What you are asked to do: Set out exactly, and with nothing added, the line containing "run as root." and every line after it through the final line of the data.

Collected data:

PR #203, opened 2021-01-13
[release-4.6] force use of runc, since we know we're privileged, and customize our seccomp filter

nalind:
* Force OCI isolation using runc instead of whatever we're configured for by the build controller (currently, usually chroot) to get control group settings that chroot isolation doesn't implement.
* Replace the default seccomp filter with one based on Fedora 33's, but with listen, accept, mount, and umount disabled even for RUN instructions that run as root.


nalind:
Closing until after we decide whether we want to do any of this on the master branch.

Answer to the exercise:
* Replace the default seccomp filter with one based on Fedora 33's, but with listen, accept, mount, and umount disabled even for RUN instructions that run as root.


nalind:
Closing until after we decide whether we want to do any of this on the master branch.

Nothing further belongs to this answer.